Beoordeling
5. In de eerste plaats voert Variaprop aan dat [eiseres] haar recht heeft verwerkt nu zij pas in november 2019 voor het eerst aan Variaprop heeft laten weten een vordering op haar te hebben terwijl de huurovereenkomst tussen partijen al in februari 2015 is geëindigd.

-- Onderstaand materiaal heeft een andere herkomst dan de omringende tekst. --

PR #69, opened 2026-04-10
Add pg_fts table function for PostgreSQL full-text search

BtXin:
Implements `pg_fts(table, text_col, query, limit)` using `websearch_to_tsquery` for query parsing and `ts_rank` for relevance scoring. Supports web-search-style syntax (phrases, OR, negation) and WHERE clause filter pushdown.

Also refactors `build_column`/`rows_to_batch` from knn_exec into shared utils.rs so both pg_knn and pg_fts use the same row-to-Arrow conversion without a cross-dependency.


crates/skardi/src/sources/providers/sqlx/pg/fts_table_function.rs
```diff
@@ -0,0 +1,654 @@
...
+        // when real values are provided.
+        if !query.is_empty() && limit > MAX_FTS_LIMIT {
+            return plan_err!(
+                "pg_fts: limit must be between 1 and {}, got {}",
+                MAX_FTS_LIMIT,
+                limit
+            );
+        }
+        // Use a safe default when limit is a NULL placeholder (0).
+        let limit = if limit == 0 { 1 } else { limit };
```
reluctanthero104, line 97: extract_int accepts 0 for Int64(0) (it only rejects negatives), so a user who writes pg_fts('articles',
  'body', 'query', 0) bypasses the validation and silently gets 1 result instead of an error. The
  NULL-placeholder-to-0 path (ScalarValue::Null → Ok(0)) is intentional, but a literal 0 should be rejected.

  Fix: change the negative check in extract_int to *v <= 0 (or equivalently, add a 0 check before the
  null-to-1 coercion). Same issue exists for Int32.

crates/skardi/src/sources/providers/sqlx/pg/fts_table_function.rs
```diff
@@ -0,0 +1,654 @@
...
+fn extract_int(expr: &Expr, name: &str) -> DFResult<usize> {
+    match expr {
+        Expr::Literal(ScalarValue::Int64(Some(v)), _) => {
+            if *v < 0 {
+                return plan_err!("pg_fts: '{}' must be non-negative, got {}", name, v);
+            }
+            Ok(*v as usize)
+        }
+        Expr::Literal(ScalarValue::Int32(Some(v)), _) => {
+            if *v < 0 {
```
reluctanthero104: should consider blocking 0 here too

crates/skardi/src/sources/providers/sqlx/pg/fts_table_function.rs
```diff
@@ -0,0 +1,654 @@
...
+            }
+        };
+
+        // Build output schema: all columns + _score.
+        let mut fields: Vec<Field> = entry
+            .columns
+            .iter()
+            .map(|(name, dtype)| Field::new(name.clone(), dtype.clone(), true))
+            .collect();
+        fields.push(Field::new("_score", DataType::Float64, true));
```
reluctanthero104, line 126: If the source table has a column literally named _score, select_columns() silently drops it (the filter(|f|
   f.name() != "_score") guard), so the output schema advertises _score but it resolves entirely to the
  computed ts_rank value — the original column's data is silently lost. This is the same issue that exists in
   pg_knn so it's at least consistent, but it's worth noting since pg_fts includes all columns (not just
  non-vector ones), which raises the collision probability.

crates/skardi/src/sources/providers/sqlx/pg/fts_exec.rs
```diff
@@ -0,0 +1,442 @@
...
+    }
+
+    /// Build the full-text search SELECT query.
+    ///
+    /// Uses `$1` as the bind parameter for the search query string.
+    fn build_query(&self) -> String {
+        let cols = self.select_columns();
+        let text_col = format!("\"{}\"", self.text_col.replace('"', "\"\""));
+        let lang = &self.language;
+        let tsvec = format!("to_tsvector('{lang}', {text_col})");
```
reluctanthero104, line 133: The generated SQL has to_tsvector(...) in both the WHERE condition and ts_rank() in the SELECT. PostgreSQL
  won't CSE these. On tables without a GIN/GIST index on to_tsvector('lang', col), every matched row pays the
   conversion cost twice. The standard fix is to use a generated tsvector column or a CTE, but a simpler
  option is ts_rank(to_tsvector(...), q) > 0 — though the real mitigation is just documenting that users
  should create a tsvector-indexed column for large tables.

demo/postgres/README.md
```diff
@@ -494,6 +494,136 @@ JOIN csv_orders o ON o.user_id = v.id
...
+curl -X POST http://localhost:8080/fts-search-with-filter/execute \
+  -H "Content-Type: application/json" \
+  -d '{"query": "neural network", "category": "ai", "limit": 5}' | jq .
+```
+
+**Basic search** — results ranked by `ts_rank` (higher is more relevant):
+```json
+{
+  "data": [
+    {"id": 1, "title": "Intro to Machine Learning",  "category": "ai", "_score": 0.075990885},
```
reluctanthero104: My computed score is different:

```
{
  "success": true,
  "data": [
    {
      "id": 1,
      "title": "Intro to Machine Learning",
      "category": "ai",
      "_score": 0.09910321980714798
    },
    {
      "id": 4,
      "title": "Deep Learning Advances",
      "category": "research",
      "_score": 0.09910321980714798
    }
  ],
  "rows": 2,
  "execution_time_ms": 252,
  "timestamp": "2026-04-10T18:39:38.994683+00:00"
}
```

demo/postgres/README.md
```diff
@@ -494,6 +494,136 @@ JOIN csv_orders o ON o.user_id = v.id
...
+  --pipeline demo/postgres/pipelines/fts_demo/ \
+  --port 8080
+
+# Basic search
+curl -X POST http://localhost:8080/fts-search/execute \
+  -H "Content-Type: application/json" \
+  -d '{"query": "machine learning", "limit": 5}' | jq .
+
+# With category filter
+curl -X POST http://localhost:8080/fts-search-with-filter/execute \
```
reluctanthero104, line 604: Probably add the sample result too?
```
{
  "success": true,
  "data": [
    {
      "id": 1,
      "title": "Intro to Machine Learning",
      "category": "ai",
      "_score": 0.09910321980714798
    },
    {
      "id": 5,
      "title": "Neural Network Architectures",
      "category": "ai",
      "_score": 0.09910321980714798
    }
  ],
  "rows": 2,
  "execution_time_ms": 295,
  "timestamp": "2026-04-10T18:39:47.725679+00:00"
}
```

6. Ingevolge vaste rechtspraak is voor rechtsverwerking echter enkel tijdsverloop of stilzitten onvoldoende. Vereist is de aanwezigheid van bijzondere omstandigheden als gevolg waarvan hetzij de wederpartij het gerechtvaardigd vertrouwen heeft gewekt dat de gerechtigde zijn aanspraak niet (meer) geldend zal maken, hetzij de wederpartij in zijn positie onredelijk zou worden benadeeld in geval de gerechtigde zijn aanspraak alsnog geldend zou maken. Variaprop voert weliswaar aan dat zij door het tijdsverloop (de toegevoegde waarde van) de cv-installatie niet meer kan onderzoeken, maar zij is daardoor niet onredelijk benadeeld. Dit geldt te meer nu uit de door Variaprop overgelegde verklaring van [vennootschap] van 9 december 2019 volgt dat de cv-ketel niet is verwijderd. Het beroep op rechtsverwerking faalt dan ook.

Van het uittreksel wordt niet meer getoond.